Segment Open

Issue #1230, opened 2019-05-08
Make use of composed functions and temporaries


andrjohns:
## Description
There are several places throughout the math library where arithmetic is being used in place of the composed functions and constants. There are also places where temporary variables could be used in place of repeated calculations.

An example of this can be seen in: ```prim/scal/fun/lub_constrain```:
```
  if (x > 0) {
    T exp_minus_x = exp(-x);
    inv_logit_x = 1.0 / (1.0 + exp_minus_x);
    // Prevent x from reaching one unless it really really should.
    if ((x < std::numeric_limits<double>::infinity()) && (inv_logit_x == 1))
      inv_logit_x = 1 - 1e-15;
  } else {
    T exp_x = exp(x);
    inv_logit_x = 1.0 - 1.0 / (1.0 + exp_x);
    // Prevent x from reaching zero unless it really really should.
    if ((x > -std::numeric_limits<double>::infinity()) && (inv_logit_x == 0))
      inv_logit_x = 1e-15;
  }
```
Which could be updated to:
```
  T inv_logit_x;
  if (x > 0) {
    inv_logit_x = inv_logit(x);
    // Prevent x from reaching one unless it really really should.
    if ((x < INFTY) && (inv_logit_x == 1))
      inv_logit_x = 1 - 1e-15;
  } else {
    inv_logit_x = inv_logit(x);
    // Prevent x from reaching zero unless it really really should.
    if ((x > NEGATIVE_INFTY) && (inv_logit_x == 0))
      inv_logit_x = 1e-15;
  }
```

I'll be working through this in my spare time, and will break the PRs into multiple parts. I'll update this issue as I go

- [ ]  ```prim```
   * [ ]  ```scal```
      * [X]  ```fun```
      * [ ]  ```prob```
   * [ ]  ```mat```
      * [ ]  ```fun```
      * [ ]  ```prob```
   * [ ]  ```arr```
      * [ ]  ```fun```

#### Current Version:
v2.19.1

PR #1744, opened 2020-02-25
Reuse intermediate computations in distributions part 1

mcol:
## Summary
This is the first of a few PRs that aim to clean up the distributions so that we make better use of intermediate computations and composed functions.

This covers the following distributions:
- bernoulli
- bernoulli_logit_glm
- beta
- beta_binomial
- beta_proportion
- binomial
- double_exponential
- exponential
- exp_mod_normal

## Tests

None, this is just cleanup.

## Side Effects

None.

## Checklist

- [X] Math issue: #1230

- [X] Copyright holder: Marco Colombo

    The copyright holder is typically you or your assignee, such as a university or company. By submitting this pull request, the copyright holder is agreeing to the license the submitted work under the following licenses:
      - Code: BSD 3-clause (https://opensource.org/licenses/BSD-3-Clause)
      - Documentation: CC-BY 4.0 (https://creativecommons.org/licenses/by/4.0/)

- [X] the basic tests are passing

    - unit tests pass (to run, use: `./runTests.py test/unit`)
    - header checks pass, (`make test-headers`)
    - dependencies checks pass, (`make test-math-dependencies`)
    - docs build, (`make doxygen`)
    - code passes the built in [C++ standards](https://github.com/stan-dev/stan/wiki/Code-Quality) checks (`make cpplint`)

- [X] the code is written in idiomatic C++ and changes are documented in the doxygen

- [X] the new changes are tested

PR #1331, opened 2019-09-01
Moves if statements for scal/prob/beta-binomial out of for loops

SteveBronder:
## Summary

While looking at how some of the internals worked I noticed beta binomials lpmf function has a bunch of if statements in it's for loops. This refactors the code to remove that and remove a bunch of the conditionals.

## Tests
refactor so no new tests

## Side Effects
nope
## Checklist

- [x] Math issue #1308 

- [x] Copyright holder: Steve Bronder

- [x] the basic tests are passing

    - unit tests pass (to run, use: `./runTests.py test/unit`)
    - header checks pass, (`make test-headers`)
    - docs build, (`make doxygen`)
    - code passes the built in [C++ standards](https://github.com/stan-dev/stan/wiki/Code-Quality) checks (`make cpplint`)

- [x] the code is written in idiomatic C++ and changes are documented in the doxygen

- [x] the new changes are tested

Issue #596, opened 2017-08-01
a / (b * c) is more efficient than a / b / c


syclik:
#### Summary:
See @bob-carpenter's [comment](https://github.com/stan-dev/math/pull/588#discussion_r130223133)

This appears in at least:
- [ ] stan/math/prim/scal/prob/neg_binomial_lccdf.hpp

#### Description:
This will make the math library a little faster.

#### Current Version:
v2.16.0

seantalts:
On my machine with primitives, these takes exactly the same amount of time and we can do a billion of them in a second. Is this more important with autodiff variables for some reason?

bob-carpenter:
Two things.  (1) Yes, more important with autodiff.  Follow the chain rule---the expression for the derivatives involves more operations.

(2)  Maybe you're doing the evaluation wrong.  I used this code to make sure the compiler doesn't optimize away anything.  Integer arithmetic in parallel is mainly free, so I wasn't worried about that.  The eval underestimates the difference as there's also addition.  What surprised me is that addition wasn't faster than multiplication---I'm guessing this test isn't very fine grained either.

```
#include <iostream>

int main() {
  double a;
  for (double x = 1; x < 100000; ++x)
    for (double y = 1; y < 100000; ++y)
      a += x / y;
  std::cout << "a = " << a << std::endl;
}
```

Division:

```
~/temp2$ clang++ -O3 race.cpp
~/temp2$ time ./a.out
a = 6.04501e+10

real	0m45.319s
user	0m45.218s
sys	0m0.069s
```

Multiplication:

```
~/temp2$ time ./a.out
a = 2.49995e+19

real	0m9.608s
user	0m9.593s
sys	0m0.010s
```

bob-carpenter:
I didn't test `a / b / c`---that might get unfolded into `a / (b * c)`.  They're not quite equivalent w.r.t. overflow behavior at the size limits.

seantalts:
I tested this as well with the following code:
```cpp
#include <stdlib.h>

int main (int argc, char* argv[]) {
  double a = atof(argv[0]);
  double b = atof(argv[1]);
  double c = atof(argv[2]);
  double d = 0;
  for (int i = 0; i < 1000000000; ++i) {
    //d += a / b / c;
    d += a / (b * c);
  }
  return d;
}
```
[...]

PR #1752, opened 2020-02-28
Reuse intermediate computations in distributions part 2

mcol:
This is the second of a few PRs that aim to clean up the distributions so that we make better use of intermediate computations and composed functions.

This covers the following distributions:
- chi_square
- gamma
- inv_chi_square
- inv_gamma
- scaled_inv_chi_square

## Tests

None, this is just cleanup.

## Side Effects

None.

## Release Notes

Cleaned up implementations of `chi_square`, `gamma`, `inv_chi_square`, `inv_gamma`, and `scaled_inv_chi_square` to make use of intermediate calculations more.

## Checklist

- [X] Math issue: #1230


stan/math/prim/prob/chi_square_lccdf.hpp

Segment Closed

• WORK REQUEST: Write the data out again. Match it exactly.

• TASK RESPONSE:
Issue #1230, opened 2019-05-08
Make use of composed functions and temporaries


andrjohns:
## Description
There are several places throughout the math library where arithmetic is being used in place of the composed functions and constants. There are also places where temporary variables could be used in place of repeated calculations.

An example of this can be seen in: ```prim/scal/fun/lub_constrain```:
```
  if (x > 0) {
    T exp_minus_x = exp(-x);
    inv_logit_x = 1.0 / (1.0 + exp_minus_x);
    // Prevent x from reaching one unless it really really should.
    if ((x < std::numeric_limits<double>::infinity()) && (inv_logit_x == 1))
      inv_logit_x = 1 - 1e-15;
  } else {
    T exp_x = exp(x);
    inv_logit_x = 1.0 - 1.0 / (1.0 + exp_x);
    // Prevent x from reaching zero unless it really really should.
    if ((x > -std::numeric_limits<double>::infinity()) && (inv_logit_x == 0))
      inv_logit_x = 1e-15;
  }
```
Which could be updated to:
```
  T inv_logit_x;
  if (x > 0) {
    inv_logit_x = inv_logit(x);
    // Prevent x from reaching one unless it really really should.
    if ((x < INFTY) && (inv_logit_x == 1))
      inv_logit_x = 1 - 1e-15;
  } else {
    inv_logit_x = inv_logit(x);
    // Prevent x from reaching zero unless it really really should.
    if ((x > NEGATIVE_INFTY) && (inv_logit_x == 0))
      inv_logit_x = 1e-15;
  }
```

I'll be working through this in my spare time, and will break the PRs into multiple parts. I'll update this issue as I go

- [ ]  ```prim```
   * [ ]  ```scal```
      * [X]  ```fun```
      * [ ]  ```prob```
   * [ ]  ```mat```
      * [ ]  ```fun```
      * [ ]  ```prob```
   * [ ]  ```arr```
      * [ ]  ```fun```

#### Current Version:
v2.19.1

PR #1744, opened 2020-02-25
Reuse intermediate computations in distributions part 1

mcol:
## Summary
This is the first of a few PRs that aim to clean up the distributions so that we make better use of intermediate computations and composed functions.

This covers the following distributions:
- bernoulli
- bernoulli_logit_glm
- beta
- beta_binomial
- beta_proportion
- binomial
- double_exponential
- exponential
- exp_mod_normal

## Tests

None, this is just cleanup.

## Side Effects

None.

## Checklist

- [X] Math issue: #1230

- [X] Copyright holder: Marco Colombo

    The copyright holder is typically you or your assignee, such as a university or company. By submitting this pull request, the copyright holder is agreeing to the license the submitted work under the following licenses:
      - Code: BSD 3-clause (https://opensource.org/licenses/BSD-3-Clause)
      - Documentation: CC-BY 4.0 (https://creativecommons.org/licenses/by/4.0/)

- [X] the basic tests are passing

    - unit tests pass (to run, use: `./runTests.py test/unit`)
    - header checks pass, (`make test-headers`)
    - dependencies checks pass, (`make test-math-dependencies`)
    - docs build, (`make doxygen`)
    - code passes the built in [C++ standards](https://github.com/stan-dev/stan/wiki/Code-Quality) checks (`make cpplint`)

- [X] the code is written in idiomatic C++ and changes are documented in the doxygen

- [X] the new changes are tested

PR #1331, opened 2019-09-01
Moves if statements for scal/prob/beta-binomial out of for loops

SteveBronder:
## Summary

While looking at how some of the internals worked I noticed beta binomials lpmf function has a bunch of if statements in it's for loops. This refactors the code to remove that and remove a bunch of the conditionals.

## Tests
refactor so no new tests

## Side Effects
nope
## Checklist

- [x] Math issue #1308 

- [x] Copyright holder: Steve Bronder

- [x] the basic tests are passing

    - unit tests pass (to run, use: `./runTests.py test/unit`)
    - header checks pass, (`make test-headers`)
    - docs build, (`make doxygen`)
    - code passes the built in [C++ standards](https://github.com/stan-dev/stan/wiki/Code-Quality) checks (`make cpplint`)

- [x] the code is written in idiomatic C++ and changes are documented in the doxygen

- [x] the new changes are tested

Issue #596, opened 2017-08-01
a / (b * c) is more efficient than a / b / c


syclik:
#### Summary:
See @bob-carpenter's [comment](https://github.com/stan-dev/math/pull/588#discussion_r130223133)

This appears in at least:
- [ ] stan/math/prim/scal/prob/neg_binomial_lccdf.hpp

#### Description:
This will make the math library a little faster.

#### Current Version:
v2.16.0

seantalts:
On my machine with primitives, these takes exactly the same amount of time and we can do a billion of them in a second. Is this more important with autodiff variables for some reason?

bob-carpenter:
Two things.  (1) Yes, more important with autodiff.  Follow the chain rule---the expression for the derivatives involves more operations.

(2)  Maybe you're doing the evaluation wrong.  I used this code to make sure the compiler doesn't optimize away anything.  Integer arithmetic in parallel is mainly free, so I wasn't worried about that.  The eval underestimates the difference as there's also addition.  What surprised me is that addition wasn't faster than multiplication---I'm guessing this test isn't very fine grained either.

```
#include <iostream>

int main() {
  double a;
  for (double x = 1; x < 100000; ++x)
    for (double y = 1; y < 100000; ++y)
      a += x / y;
  std::cout << "a = " << a << std::endl;
}
```

Division:

```
~/temp2$ clang++ -O3 race.cpp
~/temp2$ time ./a.out
a = 6.04501e+10

real	0m45.319s
user	0m45.218s
sys	0m0.069s
```

Multiplication:

```
~/temp2$ time ./a.out
a = 2.49995e+19

real	0m9.608s
user	0m9.593s
sys	0m0.010s
```

bob-carpenter:
I didn't test `a / b / c`---that might get unfolded into `a / (b * c)`.  They're not quite equivalent w.r.t. overflow behavior at the size limits.

seantalts:
I tested this as well with the following code:
```cpp
#include <stdlib.h>

int main (int argc, char* argv[]) {
  double a = atof(argv[0]);
  double b = atof(argv[1]);
  double c = atof(argv[2]);
  double d = 0;
  for (int i = 0; i < 1000000000; ++i) {
    //d += a / b / c;
    d += a / (b * c);
  }
  return d;
}
```
[...]

PR #1752, opened 2020-02-28
Reuse intermediate computations in distributions part 2

mcol:
This is the second of a few PRs that aim to clean up the distributions so that we make better use of intermediate computations and composed functions.

This covers the following distributions:
- chi_square
- gamma
- inv_chi_square
- inv_gamma
- scaled_inv_chi_square

## Tests

None, this is just cleanup.

## Side Effects

None.

## Release Notes

Cleaned up implementations of `chi_square`, `gamma`, `inv_chi_square`, `inv_gamma`, and `scaled_inv_chi_square` to make use of intermediate calculations more.

## Checklist

- [X] Math issue: #1230


stan/math/prim/prob/chi_square_lccdf.hpp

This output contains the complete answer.